Show each line of the records in which the word "reuse" occurs.
*** Opening of Dataset content ***
PR #663, opened 2024-09-19
correcting indexing for LU decomposition

### LINKED ISSUE #625: Some data in the State variable may be corrupt
As identified by this issue https://github.com/NCAR/MUSICA-Performance-Comparison/issues/62, if we reuse the `State` variable between different iterations of `solve` function, the results are corrupt and we get `fail to converge` error message later.

Kyle commented that this was also the reason why he had to initialize the LU matrix to zero originally (https://github.com/NCAR/micm/issues/587).

This issue indicates that the LU matrix in `State` variable is not overwritten correctly between iterations (or we should not expect it to be overwritten correctly at all?).

K20shores:
Closes #625 

See the issue for more detail, but this fixes a bug where the L or U matrix would sometimes not be set to the value in the jacobian matrix, leading to a drifting value of the LU matrices. This would lead to incorrect results and eventually the solver would stop converging. We noticed this in the performance repository and learned that we couldn't reuse the state matrix.

We started setting the LU matrices to zero back in #410, but later removed in #594 when we thought it was just an issue around a vectorized normalized error function. It wasn't.

### DIFF
--- a/docker/Dockerfile.llvm
+++ b/docker/Dockerfile.llvm
@@ -1,4 +1,5 @@
 FROM fedora:37
+# We need llvm version 15.0.7
 
 RUN dnf -y update \
     && dnf -y install \
@@ -9,7 +10,7 @@ RUN dnf -y update \
         git \
         make \
         zlib-devel \
-        llvm-devel \
+        llvm-devel \ 
         openmpi-devel \
         valgrind \
     && dnf clean all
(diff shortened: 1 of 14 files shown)


sjsprecious:
I think similar changes are needed for the CUDA code at
https://github.com/NCAR/micm/blob/main/src/solver/lu_decomposition.cu#L59-L64
and
https://github.com/NCAR/micm/blob/main/src/solver/lu_decomposition.cu#L82-L86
*** Close of Dataset content ***
Solution for this exercise —
As identified by this issue https://github.com/NCAR/MUSICA-Performance-Comparison/issues/62, if we reuse the `State` variable between different iterations of `solve` function, the results are corrupt and we get `fail to converge` error message later.
See the issue for more detail, but this fixes a bug where the L or U matrix would sometimes not be set to the value in the jacobian matrix, leading to a drifting value of the LU matrices. This would lead to incorrect results and eventually the solver would stop converging. We noticed this in the performance repository and learned that we couldn't reuse the state matrix.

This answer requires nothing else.